Qsource Achieves SOC 2 Type II Attestation

Qsource has successfully achieved System and Organization Controls 2 (SOC 2) Type II Attestation. This rigorous independent audit validates the effectiveness of the organization’s controls that safeguard sensitive information. This achievement demonstrates Qsource’s continued commitment to protecting sensitive data and preventing breaches. 

The SOC 2 report is quickly becoming one of the most sought-after compliance standards in North America. The reports offer some of the best ways to demonstrate effective information security controls.  SOC 2 reports help organizations prove their information security controls based on five Trust Services Criteria (TSC):  

• Security: Prevention of illicit or detrimental data usage and disclosures.
• Availability: Consistent access to user-facing information and systems.
• Processing Integrity: Completion, punctuality, and authorization of all procedures.
• Confidentiality: Protection against security breaches of legally safeguarded information.
• Privacy: Protection against unauthorized disclosure of personally identifiable data. 

SOC 2 Type II delves into the minute details of the infrastructure service system throughout the specified period.  

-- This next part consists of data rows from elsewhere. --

Issue #201, opened 2015-07-18
Fix inconsistencies in support for fractional steps size in "colour.SpectralPowerDistribution" class. 


KelSolaar:
Because of imprecision in floating point representation, fractional steps size could lead to some wavelengths not being represented exactly as the same although they should have been in the perfect world. 

Here is a failing test for example, while interpolating the two following spectral data to 0.1 steps size, one would expect for the spd wavelengths to be all present in the CMFS wavelengths which have a larger shape, but it is not the case:

```
import numpy as np

import colour

spd = colour.SMITS_1999_SPDS['White'].clone().interpolate(colour.SpectralShape(steps=0.1))
cmfs = colour.CMFS['CIE 1931 2 Degree Standard Observer'].clone().interpolate(colour.SpectralShape(steps=0.1))
np.all(np.in1d(spd.wavelengths, cmfs.wavelengths))
```

I found two solutions: 
- One implemented solution is to use a rounded version of the wavelengths.
- One untested solution is to use the `Decimal` module to represent wavelengths (which may leads to a lot of various issues and incompatibilities with the current API)

PR #203, opened 2015-07-19
PR: Fix inconsistencies in support for fractional steps size in "colour.SpectralPowerDistribution" class.

KelSolaar:
References #201.

### DIFF
--- a/colour/colorimetry/spectrum.py
+++ b/colour/colorimetry/spectrum.py
@@ -7,6 +7,7 @@ Spectrum
 
 Defines the classes handling spectral data computation:
 
+-   :class:`SpectralMapping`
 -   :class:`SpectralShape`
 -   :class:`SpectralPowerDistribution`
 -   :class:`TriSpectralPowerDistribution`
@@ -29,6 +30,7 @@ from colour.algebra import (
     SplineInterpolator,
     SpragueInterpolator)
 from colour.utilities import (
+    ArbitraryPrecisionMapping,
     in_array,
     is_iterable,
     is_numeric,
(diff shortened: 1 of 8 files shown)


colour/colorimetry/spectrum.py
```diff
@@ -53,6 +56,88 @@
...
+    a specfic decimals count.
+
+    Parameters
+    ----------
+    data : dict or SpectralMapping, optional
+        Spectral data in a *dict* or *SpectralMapping* as follows:
+        {wavelength :math:`\lambda_{i}`: value,
+        wavelength :math:`\lambda_{i+1}`,
+        ...,
+        wavelength :math:`\lambda_{i+n}`}
```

• Infrastructure: The physical and hardware components (networks, facilities, and equipment) that support an IT environment and help deliver services.  
• Software: The operating software and programs (utilities, applications, and systems) used to facilitate data and system processing.
• People: The personnel (managers, developers, users, and operators) involved in the management, security, governance, and operations to deliver services to customers.  
• Data: The information (files, databases, transaction stream, and tables) used or processed within the service organization.  
• Procedures: The manual or automated procedures that bind processes and keep service delivery ticking along. 

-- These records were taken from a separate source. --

PR #250, opened 2016-02-07
PR: Prevent extra line breaks on "Windows" when exporting CSV files.

Ron024:
There is an artifact when files are processed as a ASCII that creates an extra line feed at the end of a line in windows.  If the file is written as a binary this is not an issue.

### DIFF
--- a/colour/io/tabular.py
+++ b/colour/io/tabular.py
@@ -278,7 +278,7 @@ def write_spds_to_csv_file(spds,
                                 'with different shapes to CSV file!'))
 
     wavelengths = tuple(spds.values())[0].wavelengths
-    with open(path, 'w') as csv_file:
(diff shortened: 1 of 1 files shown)


KelSolaar:
Thanks @Ron024,

It seems like writing a binary file breaks on Python 3 (http://stackoverflow.com/a/17725590/931625)

I tried that instead (and reverting the newly introduced `wb` argument to `w`) and it seems to be fine on OS X:

```python
        writer = csv.DictWriter(csv_file,
                                delimiter=str(delimiter),
                                fieldnames=['wavelength'] + fields,
                                lineterminator='\n')
```

Would you mind checking if it works for you?

Cheers,

KelSolaar:
Seems to work!

Thanks :)

PR #269, opened 2016-04-27
PR: Implement support for "Y'CbCr" colourspace.

Nick-Shaw:
First version of a set of functions for converting between RGB and Y'CbCr or Yc'Cbc'Cbr' (the 'constant luminance' variant for ITU-R BT.2020 – Rec.2020).

The functions are designed to be as flexible as possible, so they can take input and return values in various integer and floating point ranges, and can use various preset matrices (or user ones) to do the conversion.

The unit tests are not yet sufficiently comprehensive, but this is put out there for feedback before being taken any further.

### DIFF
--- a/colour/models/rgb/tests/tests_ycbcr.py
+++ b/colour/models/rgb/tests/tests_ycbcr.py
@@ -1,0 +1,115 @@
+#!/usr/bin/env python
+# -*- coding: utf-8 -*-
+
+"""
+Defines unit tests for :mod:`colour.models.rgb.ycbcr` module.
+"""
+
+from __future__ import division, unicode_literals
+
+import numpy as np
+import unittest
+
+from colour.models.rgb.ycbcr import rgb_to_YCbCr, YCbCr_to_rgb, rgb_to_YcCbcCrc,
+        YcCbcCrc_to_rgb, RANGE, WEIGHT
+
+__author__ = 'Colour Developers'
+__copyright__ = 'Copyright (C) 2013 - 2016 - Colour Developers'
+__license__ = 'New BSD License - http://opensource.org/licenses/BSD-3-Clause'
+__maintainer__ = 'Colour Developers'
+__email__ = 'colour-science@googlegroups.com'
+__status__ = 'Development'
+
+__all__ = ['Testrgb_to_YCbCr', 'TestYCbCr_to_rgb', 'Testrgb_to_YcCbcCrc', 'TestYcCbcCrc_to_rgb']
+
+
+class Testrgb_to_YCbCr(unittest.TestCase):
+    """
+    Defines :func:`colour.models.rgb.ycbcr.rgb_to_YCbCr` definition unit tests
+    methods.
+    """
+
+    def test_rgb_to_YCbCr(self):
+        """
+        Tests :func:`colour.models.rgb.ycbcr.rgb_to_YCbCr` definition.
+        """
+
+        np.testing.assert_almost_equal(
+            rgb_to_YCbCr(np.array([0.75, 0.75, 0.0])),
+            np.array([ 0.65842092,  0.17204301,  0.53060532]),
+            decimal=7)
+            
+        np.testing.assert_almost_equal(
+            rgb_to_YCbCr(np.array([0.25, 0.5, 0.75]), outRange=RANGE['legal_10_YC_int']),
+            np.array([471, 650, 390]),
+            decimal=7)
+
+
+class TestYCbCr_to_rgb(unittest.TestCase):
+    """
+    Defines :func:`colour.models.rgb.ycbcr.YCbCr_to_rgb` definition unit tests
+    methods.
+    """
+
+    def test_YCbCr_to_rgb(self):
+        """
+        Tests :func:`colour.models.rgb.ycbcr.YCbCr_to_rgb` definition.
+        """
+
+        np.testing.assert_almost_equal(
+            YCbCr_to_rgb(np.array([ 0.65842092,  0.17204301,  0.53060532])),
+            np.array([0.75, 0.75, 0.0]),
+            decimal=7)
+            
+        np.testing.assert_almost_equal(
+            YCbCr_to_rgb(np.array([ 471, 650, 390]), inRange=RANGE['legal_10_YC_int']),
+            np.array([ 0.25018598,  0.49950072,  0.75040741]),
+            decimal=7)
+            
+
+class Testrgb_to_YcCbcCrc(unittest.TestCase):
+    """
+    Defines :func:`colour.models.rgb.ycbcr.rgb_to_YcCbcCrc` definition unit tests
+    methods.
+    """
+
+    def test_rgb_to_YcCbcCrc(self):
+        """
+        Tests :func:`colour.models.rgb.ycbcr.rgb_to_YcCbcCrc` definition.
+        """
+
+        np.testing.assert_almost_equal(
+            rgb_to_YcCbcCrc(np.array([0.123, 0.456, 0.789])),
+            np.array([ 0.59258892,  0.64993099,  0.35269847]),
+            decimal=7)
+            
+        np.testing.assert_almost_equal(
+            rgb_to_YcCbcCrc(np.array([0.18, 0.18, 0.18]), outRange=RANGE['legal_10_YC_int'], is_10_bits_system = True),
+            np.array([422, 512, 512]),
+            decimal=7)
+
+
+class TestYcCbcCrc_to_rgb(unittest.TestCase):
+    """
+    Defines :func:`colour.models.rgb.ycbcr.YCbCr_to_rgb` definition unit tests
+    methods.
+    """
+
+    def test_YcCbcCrc_to_rgb(self):
+        """
+        Tests :func:`colour.models.rgb.ycbcr.YCbCr_to_rgb` definition.
+        """
+
+        np.testing.assert_almost_equal(
+            YcCbcCrc_to_rgb(np.array([1689, 2048, 2048]), inRange=RANGE['legal_12_YC_int'], is_10_bits_system = False),
+            np.array([ 0.18009037,  0.18009037,  0.18009037]),
+            decimal=7)
+            
+        np.testing.assert_almost_equal(
+            YcCbcCrc_to_rgb(np.array([0.678, 0.4, 0.6])),
+            np.array([ 0.69100667,  0.47450469,  0.25583733]),
+            decimal=7)
+
+
+if __name__ == '__main__':
+    unittest.main()
--- a/colour/models/rgb/tests/tests_ycbcr.py
+++ b/colour/models/rgb/tests/tests_ycbcr.py
@@ -10,8 +10,9 @@ from __future__ import division, unicode_literals
 import numpy as np
 import unittest
 
-from colour.models.rgb.ycbcr import rgb_to_YCbCr, YCbCr_to_rgb, rgb_to_YcCbcCrc,
-        YcCbcCrc_to_rgb, RANGE, WEIGHT
+from colour.models.rgb.ycbcr import (rgb_to_YCbCr, YCbCr_to_rgb,
+                                     rgb_to_YcCbcCrc, YcCbcCrc_to_rgb,
+                                     RANGE, WEIGHT)
 
 __author__ = 'Colour Developers'
 __copyright__ = 'Copyright (C) 2013 - 2016 - Colour Developers'
@@ -20,7 +21,10 @@ __maintainer__ = 'Colour Developers'
 __email__ = 'colour-science@googlegroups.com'
 __status__ = 'Development'
 
-__all__ = ['Testrgb_to_YCbCr', 'TestYCbCr_to_rgb', 'Testrgb_to_YcCbcCrc', 'TestYcCbcCrc_to_rgb']
+__all__ = ['Testrgb_to_YCbCr',
+           'TestYCbCr_to_rgb',
+           'Testrgb_to_YcCbcCrc',
+           'TestYcCbcCrc_to_rgb']
 
 
 class Testrgb_to_YCbCr(unittest.TestCase):
@@ -36,12 +40,14 @@ class Testrgb_to_YCbCr(unittest.TestCase):
 
         np.testing.assert_almost_equal(
             rgb_to_YCbCr(np.array([0.75, 0.75, 0.0])),
-            np.array([ 0.65842092,  0.17204301,  0.53060532]),
+            np.array([0.65842092, 0.17204301, 0.53060532]),
             decimal=7)
-            
+
         np.testing.assert_almost_equal(
-            rgb_to_YCbCr(np.array([0.25, 0.5, 0.75]), outRange=RANGE['legal_10_YC_int']),
-            np.array([471, 650, 390]),
+            rgb_to_YCbCr(np.array([0.25, 0.5, 0.75]),
+                         K=WEIGHT['Rec.601'],
+                         outRange=RANGE['legal_10_YC_int']),
+            np.array([461, 662, 382]),
             decimal=7)
 
 
@@ -57,20 +63,21 @@ class TestYCbCr_to_rgb(unittest.TestCase):
         """
 
         np.testing.assert_almost_equal(
-            YCbCr_to_rgb(np.array([ 0.65842092,  0.17204301,  0.53060532])),
+            YCbCr_to_rgb(np.array([0.65842092, 0.17204301, 0.53060532])),
             np.array([0.75, 0.75, 0.0]),
             decimal=7)
-            
+
         np.testing.assert_almost_equal(
-            YCbCr_to_rgb(np.array([ 471, 650, 390]), inRange=RANGE['legal_10_YC_int']),
-            np.array([ 0.25018598,  0.49950072,  0.75040741]),
+            YCbCr_to_rgb(np.array([471, 650, 390]),
+                         inRange=RANGE['legal_10_YC_int']),
+            np.array([0.25018598, 0.49950072, 0.75040741]),
             decimal=7)
-            
+
 
 class Testrgb_to_YcCbcCrc(unittest.TestCase):
     """
-    Defines :func:`colour.models.rgb.ycbcr.rgb_to_YcCbcCrc` definition unit tests
-    methods.
+    Defines :func:`colour.models.rgb.ycbcr.rgb_to_YcCbcCrc` definition unit
+    tests methods.
     """
 
     def test_rgb_to_YcCbcCrc(self):
@@ -80,11 +87,13 @@ class Testrgb_to_YcCbcCrc(unittest.TestCase):
 
         np.testing.assert_almost_equal(
             rgb_to_YcCbcCrc(np.array([0.123, 0.456, 0.789])),
-            np.array([ 0.59258892,  0.64993099,  0.35269847]),
+            np.array([0.59258892, 0.64993099, 0.35269847]),
             decimal=7)
-            
+
         np.testing.assert_almost_equal(
-            rgb_to_YcCbcCrc(np.array([0.18, 0.18, 0.18]), outRange=RANGE['legal_10_YC_int'], is_10_bits_system = True),
+            rgb_to_YcCbcCrc(np.array([0.18, 0.18, 0.18]),
+                            outRange=RANGE['legal_10_YC_int'],
+                            is_10_bits_system=True),
             np.array([422, 512, 512]),
             decimal=7)
 
@@ -101,13 +110,15 @@ class TestYcCbcCrc_to_rgb(unittest.TestCase):
         """
 
         np.testing.assert_almost_equal(
-            YcCbcCrc_to_rgb(np.array([1689, 2048, 2048]), inRange=RANGE['legal_12_YC_int'], is_10_bits_system = False),
-            np.array([ 0.18009037,  0.18009037,  0.18009037]),
+            YcCbcCrc_to_rgb(np.array([1689, 2048, 2048]),
+                            inRange=RANGE['legal_12_YC_int'],
+                            is_10_bits_system=False),
+            np.array([0.18009037, 0.18009037, 0.18009037]),
             decimal=7)
-            
+
         np.testing.assert_almost_equal(
             YcCbcCrc_to_rgb(np.array([0.678, 0.4, 0.6])),
-            np.array([ 0.69100667,  0.47450469,  0.25583733]),
+            np.array([0.69100667, 0.47450469, 0.25583733]),
             decimal=7)
 
 
--- a/colour/models/rgb/tests/tests_ycbcr.py
+++ b/colour/models/rgb/tests/tests_ycbcr.py
@@ -82,9 +82,9 @@ class TestRGB_to_YCbCr(unittest.TestCase):
             YCbCr)
 
         rgb = np.tile(rgb, 4)
-        rgb = np.reshape(rgb, (4,3))
+        rgb = np.reshape(rgb, (4, 3))
         YCbCr = np.tile(YCbCr, 4)
-        YCbCr = np.reshape(YCbCr, (4,3))
+        YCbCr = np.reshape(YCbCr, (4, 3))
         np.testing.assert_almost_equal(
             RGB_to_YCbCr(rgb),
             YCbCr)
@@ -150,7 +150,6 @@ class TestYCbCr_to_RGB(unittest.TestCase):
             np.array([208, 131, 99]),
             decimal=7)
 
-
     def test_n_dimensional_YCbCr_to_RGB(self):
         """
         Tests :func:`colour.models.rgb.ycbcr.YCbCr_to_RGB` definition
@@ -163,9 +162,9 @@ class TestYCbCr_to_RGB(unittest.TestCase):
             rgb)
 
         rgb = np.tile(rgb, 4)
-        rgb = np.reshape(rgb, (4,3))
+        rgb = np.reshape(rgb, (4, 3))
         YCbCr = np.tile(YCbCr, 4)
-        YCbCr = np.reshape(YCbCr, (4,3))
+        YCbCr = np.reshape(YCbCr, (4, 3))
         np.testing.assert_almost_equal(
             YCbCr_to_RGB(YCbCr),
             rgb)
@@ -233,9 +232,9 @@ class TestRGB_to_YcCbcCrc(unittest.TestCase):
             YcCbcCrc)
 
         rgb = np.tile(rgb, 4)
-        rgb = np.reshape(rgb, (4,3))
+        rgb = np.reshape(rgb, (4, 3))
         YcCbcCrc = np.tile(YcCbcCrc, 4)
-        YcCbcCrc = np.reshape(YcCbcCrc, (4,3))
+        YcCbcCrc = np.reshape(YcCbcCrc, (4, 3))
         np.testing.assert_almost_equal(
             RGB_to_YcCbcCrc(rgb),
             YcCbcCrc)
@@ -303,9 +302,9 @@ class TestYcCbcCrc_to_RGB(unittest.TestCase):
             rgb)
 
         rgb = np.tile(rgb, 4)
-        rgb = np.reshape(rgb, (4,3))
+        rgb = np.reshape(rgb, (4, 3))
         YcCbcCrc = np.tile(YcCbcCrc, 4)
-        YcCbcCrc = np.reshape(YcCbcCrc, (4,3))
+        YcCbcCrc = np.reshape(YcCbcCrc, (4, 3))
         np.testing.assert_almost_equal(
             YcCbcCrc_to_RGB(YcCbcCrc),
             rgb)
--- a/colour/models/rgb/tests/tests_ycbcr.py
+++ b/colour/models/rgb/tests/tests_ycbcr.py
@@ -10,9 +10,11 @@ from __future__ import division, unicode_literals
 import numpy as np
 import unittest
 
-from colour.models.rgb.ycbcr import (rgb_to_YCbCr, YCbCr_to_rgb,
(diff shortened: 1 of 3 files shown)


KevinJW:
I'll comment that I'd prefer derivations of the magic numbers for the weighting factors in the constant luminance versions.

Ideally I would also not limit them to Rec 2020, as strictly speaking you can do the same for any of the weightings. e.g ITP/ICTCP (http://wwwen.zte.com.cn/endata/magazine/ztecommunications/2016/1/articles/201603/t20160311_448972.html) does something similar.

Slightly different topic, I wonder about adding weightings for less used spaces like 240M or the old FCC/NTSC.

I'm assuming nobody cares about the slightly off Rec709 values from older 709 revisions that was used in MPEG 2?

Kevin

KevinJW:
Now a question about the ranges, does anybody else not like the way you end up with a bunch of repeated numbers to make the various bit depths?

Have you tried using a function for generating  them from the standard formula? Something like (untested)

def scaled_reference_value(v, bits = 8):
  return v * 2 ** (bits - 8)

It is a shame BT.2087 doesn't provide sample conversions as they would be great for testing. Maybe you could use the values from one of the colour bars documents ARIB (publicly accessible) only has YPbPr values though.

Kevin

Nick-Shaw:
I simply took the numbers for the constant luminance version from the Rec.2020 publication. If somebody can point me to the derivation of those numbers, it would certainly be nice to make their derivation more explicit in the code.

I had not seen the ITP document before. Interesting. I would argue that it is another special case, and if required could be added as separate functions. I don't see a way of generalising the Yc'Cbc'Crc' functions for that as it works differently. ITP still applies a transfer function to all three channels (after transforming to LMS) and then matrixes them. Yc'Cbc'Crc' calculates Yc from linear RGB and then applies the same transfer function to that and R and B before matrixing to produce Cbc' and Crc'.

Which weightings are included in the presets is up for debate. The current ones are the common ones I included for convenience. You do not of course have to use the presets. You can put **K=[0.123, 0.456]** or whatever you like for custom weightings.

Similarly for range, you can put **inRange=[0.0, 1.0], outRange=[0, 255, 0, 256]** or whatever you want. I suppose you could add other options where you could write **bitDepthOut=10, legalOut=true, intOut=true** and the ranges would be calculated based on those parameters. That would replace need for the list of preset ranges, but I would still argue to keep the option of **inRange=[0, 255]** to allow for custom non-standard ranges, and so when using full range you have the option to use 4-1019 or 0-1023.

Yes, it would be great to have a set of known results for testing. I could take the colour bar values and manually put them through the published transforms, I suppose, as a double-check.

KevinJW:
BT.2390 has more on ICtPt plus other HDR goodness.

A SOC 2 report assures that Qsource has the required data security controls in place to protect customer data against unauthorized access and can detect anomalies and security incidents across the entire ecosystem. Besides preventing risk situations, Qsource can quickly repair damage and restore functionality in the event of a data breach or system failure. 

About Qsource 

Qsource, a 501(c)(3) nonprofit organization based in Tennessee, works with healthcare providers, partners, patients, and other stakeholders to continually improve healthcare quality, and ensure providers meet regulatory requirements. For over 50 years, Qsource has been a nationwide leader in Quality Improvement (QI) and Quality Assurance (QA) across all healthcare settings.